Content starts
PR #2759, opened 2023-02-02
C-2002 Un-download deleted playlists on sync

nicoback2:
### Dragons

### How Has This Been Tested?

### Feature Flags ###

### DIFF
--- a/packages/mobile/src/services/offline-downloader/offline-sync.ts
+++ b/packages/mobile/src/services/offline-downloader/offline-sync.ts
@@ -22,6 +22,7 @@ import {
   downloadCollectionCoverArt,
   downloadTrackCoverArt,
   DOWNLOAD_REASON_FAVORITES,
+  removeCollectionDownload,
   removeDownloadedCollectionFromFavorites
 } from './offline-downloader'
 import { purgeDownloadedTrack, writeTrackJson } from './offline-storage'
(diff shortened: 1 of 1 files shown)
Content ends
» **Work instructions**:
Copy the whole listing above once more, character for character.

» **Answer for the task**:
PR #2759, opened 2023-02-02
C-2002 Un-download deleted playlists on sync

nicoback2:
### Dragons

### How Has This Been Tested?

### Feature Flags ###

### DIFF
--- a/packages/mobile/src/services/offline-downloader/offline-sync.ts
+++ b/packages/mobile/src/services/offline-downloader/offline-sync.ts
@@ -22,6 +22,7 @@ import {
   downloadCollectionCoverArt,
   downloadTrackCoverArt,
   DOWNLOAD_REASON_FAVORITES,
+  removeCollectionDownload,
   removeDownloadedCollectionFromFavorites
 } from './offline-downloader'
 import { purgeDownloadedTrack, writeTrackJson } from './offline-storage'
(diff shortened: 1 of 1 files shown)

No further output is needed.